不思議なマネーゲーム…富裕層が仕組債を購入するワケ
しかし株価が100%未満であれば、3.33%のクーポンだけもらって、もう1ヵ月延長となります。そして1ヵ月後再度上記3つの対象資産である、テスラ、AMD、JPモルガンの株価をチェックして、100%以上なら中途償還2ヵ月で終了となります。ここでも3.33%のクーポンがもらえるわけです。
こういうプロセスを12回、毎月繰り返して、結局満期の1年後まで行った場合、最後の判定日に株価が当初のノックイン価格より下回っていたら、当初の株価で一番下落している銘柄の株を投資家は強制的に受け取ることになるのです。
ちなみに毎月の判定日にクーポントリガー価格(上記であれば当初株価の70%未満の株価)をつけてしまうと、低いクーポンである0.10%になってしまいます。
以下のようにまとめられます。
①投資日よりも判定日の株価が高ければ高クーポンと元本が戻ってくる。
②投資日より判定日の株価が高くなくとも任意の水準X%以上であれば、高クーポンで次の判定日まで債権は継続。
③投資日より判定日の株価が高くなくかつ、任意の水準X%未満であれば、低クーポンで次の判定日まで債権は継続。
そしてノックインした場合、満期日の判定日に上記100%以上でなければ当初の株価で一番下落している銘柄の株で対象資産が戻ってきてしまうというものです。
不思議なマネーゲームのようですね。
なぜ、富裕層は仕組債を購入するのか? その理由には、低金利環境下において金利が高く「見た目がキレイ」である点。そして、証券会社など売り手にとっても実質的な手数料が稼げる点が挙げられます。

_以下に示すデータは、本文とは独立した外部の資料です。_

PR #1222, opened 2020-11-23
Add job data support to expiry task, refs #13440

mcantelon:
* Fixes bug where clipboard maximum age setting wasn't getting read
* Adds the ability ro expire job data and related temporary user
  download files
* Adds the ability to expire multiple types of data in one run
* Code refactoring/cleanup

### DIFF
--- a/lib/task/tools/expireDataTask.class.php
+++ b/lib/task/tools/expireDataTask.class.php
@@ -25,13 +25,21 @@ class expireDataTask extends arBaseTask
       'clipboard' => array(
         'name' => 'saved clipboard',
         'plural_name' => 'saved clipboards',
-        'age_setting_name' => 'clipboard_save_max_age'
+        'age_setting_name' => 'app_clipboard_save_max_age'
+      ),
+      'job' => array(
+        'name' => 'job (and any related file)',
+        'plural_name' => 'jobs (and any related files)'
       )
     );
 
   protected function configure()
   {
-    $dataTypeArgDescription = sprintf('Data type (supported types: %s)', $this->supportedTypesDescription());
+    $dataTypeArgDescription = sprintf(
+      'Data type(s), comma-separated (supported types: %s)',
+      $this->supportedTypesDescription()
+    );
+
     $this->addArguments(array(
       new sfCommandArgument('data-type', sfCommandArgument::REQUIRED, $dataTypeArgDescription)
     ));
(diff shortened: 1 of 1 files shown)


lib/task/tools/expireDataTask.class.php
```diff
@@ -70,50 +78,91 @@ protected function execute($arguments = array(), $options = array())
...
-      // Throw error if setting value isn't an integer
-      if (!ctype_digit($maxAge))
+      $maxAge = sfConfig::get($typeSpec['age_setting_name']);
+
+      if ($checkAgeSetting && $maxAge)
       {
-        throw new sfException(
-          sprintf('Error: setting %s value "%s" is non-numeric.', $typeSpec['age_setting_name'], $maxAge)
+        // Throw error if setting value isn't an integer
+        if (!ctype_digit($maxAge))
```
djjuhasz: I think `ctype_digit()` will return false here if `$maxAge` is an integer between -128 and 255 (See https://www.php.net/manual/en/function.ctype-digit.php#example-5540).  It's not a problem here if `sfConfig::get($typeSpec['age_setting_name'])` always returns a string value, but I'm not sure if that is the case. 🤔

lib/task/tools/expireDataTask.class.php
```diff
@@ -70,50 +78,91 @@ protected function execute($arguments = array(), $options = array())
...
+      $checkAgeSetting = !isset($options['older-than'])
+                         && isset($typeSpec['age_setting_name']);
 
-    // Set older than option if not set and a non-zero maximum age is set for data type
-    $checkAgeSetting = !isset($options['older-than']) && isset($typeSpec['age_setting_name']);
-    if ($checkAgeSetting && $maxAge = sfConfig::get('app_clipboard_save_max_age'))
-    {
-      // Throw error if setting value isn't an integer
-      if (!ctype_digit($maxAge))
+      $maxAge = sfConfig::get($typeSpec['age_setting_name']);
```
djjuhasz: I think this will emit a warning if the `$typeSpec['age_setting_name']` key is not set for `$typeSpec`.  Instead of putting `isset($typeSpec['age_setting_name'])` in the previous line, I think it would be better to do something like:

`$maxAge = isset($typeSpec['age_setting_name']) ? sfConfig::get($typeSpec['age_setting_name']) : null;`

The following conditional should still evaluate to false if $maxAge is null.

lib/task/tools/expireDataTask.class.php
```diff
@@ -70,50 +78,91 @@ protected function execute($arguments = array(), $options = array())
...
+    $this->validateDataTypes($dataTypes);
+
+    foreach ($dataTypes as $dataType)
     {
-      throw new sfException('Aborted: unsupported data type.');
-    }
+      $typeSpec = self::$TYPE_SPECIFICATONS[$dataType];
 
-    $typeSpec = self::$TYPE_SPECIFICATONS[($arguments['data-type'])];
+      // Set older than option if not set and a non-zero maximum age is set for data type
```
djjuhasz: Opinion: I think it would be better to move the logic for determining `$options['older-than']` when it's not explicitly set to it's own method to make it easier to track the main execution path.

lib/task/tools/expireDataTask.class.php
```diff
@@ -70,50 +78,91 @@ protected function execute($arguments = array(), $options = array())
...
+          );
+        }
+
+        // Use date type's maximum age setting to calculate older than option
+        $options['older-than'] = $this->calculateOlderThanDate(
+          sfConfig::get($typeSpec['age_setting_name'])
+        );
+
+        // Let user know that date type's maximum age setting was used
+        $this->logSection(
```
djjuhasz: Nice 👍

lib/task/tools/expireDataTask.class.php
```diff
@@ -153,4 +202,32 @@ private function clipboardExpireData($options)
...
+    {
+      $criteria->add(QubitJob::CREATED_AT, $options['older-than'], Criteria::LESS_THAN);
+    }
+
+    // Delete jobs and save items
+    $deletedCount = 0;
+
+    foreach(QubitJob::get($criteria) as $job)
+    {
+      // Finding aids won't be deleted because the job doesn't store the path to them
```
djjuhasz: _Not_ deleting finding aids is the desired behavior, right?  I think it would be helpful to make this explicit in the comment. :)

djjuhasz (changes requested):
Looks good overall @mcantelon, I just had a few questions and comments.

lib/task/tools/expireDataTask.class.php
mcantelon: Yikes! Fixed.

mcantelon:
Thanks @djjuhasz... I've committed an update for the PR!

lib/task/tools/expireDataTask.class.php
mcantelon: Good idea.

lib/task/tools/expireDataTask.class.php
```diff
@@ -70,50 +78,100 @@ protected function execute($arguments = array(), $options = array())
...
+    }
+  }
+
+  private function determineOlderThanDate($options, $typeSpec)
+  {
     // Set older than option if not set and a non-zero maximum age is set for data type
-    $checkAgeSetting = !isset($options['older-than']) && isset($typeSpec['age_setting_name']);
-    if ($checkAgeSetting && $maxAge = sfConfig::get('app_clipboard_save_max_age'))
+    $checkAgeSetting = !isset($options['older-than'])
+                         && isset($typeSpec['age_setting_name']);
```
djjuhasz: You can drop the `&& isset($typeSpec['age_setting_name']);` here, as it is tested below. :)

lib/task/tools/expireDataTask.class.php
```diff
@@ -70,50 +78,100 @@ protected function execute($arguments = array(), $options = array())
...
         );
       }
 
       // Use date type's maximum age setting to calculate older than option
-      $date = new DateTime();
-      $interval = new DateInterval('P'. sfConfig::get('app_clipboard_save_max_age') .'D');
-      $date->sub($interval);
-      $options['older-than'] = $date->format('Y-m-d');
+      $options['older-than'] = $this->calculateOlderThanDate(
+        sfConfig::get($typeSpec['age_setting_name'])
```
djjuhasz: I'd use `$maxAge` instead of `sfConfig::get($typeSpec['age_setting_name'])` here, as it's shorter and already assigned.

lib/task/tools/expireDataTask.class.php
```diff
@@ -153,4 +211,34 @@ private function clipboardExpireData($options)
...
+    {
+      $criteria->add(QubitJob::CREATED_AT, $options['older-than'], Criteria::LESS_THAN);
+    }
+
+    // Delete jobs and save items
+    $deletedCount = 0;
+
+    foreach(QubitJob::get($criteria) as $job)
+    {
+      // Jobs generate finding aids, which we *don't* want to delete... finding
```
djjuhasz, line 225: Nice! 👍

djjuhasz (changes requested):
Looking good @mcantelon, I just suggested a couple of minor tweaks.

mcantelon:
Thanks again @djjuhasz... the max age check is now considerably saner... I've updated the PR! ;)

djjuhasz (approved):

ご存じの通り、日本の定期預金の金利は『0.002%』です。1000万円投資しても1年で200円、税後160円です。特茶一本しか買えません。それに比べれば、債券投資で30%なんて目を引く投資話でしょう。しかも証券会社やそのIFA(証券仲介業者)が熱心に勧めてくるので『働いて得たお金、お金にも働いてもらおう』となるわけです。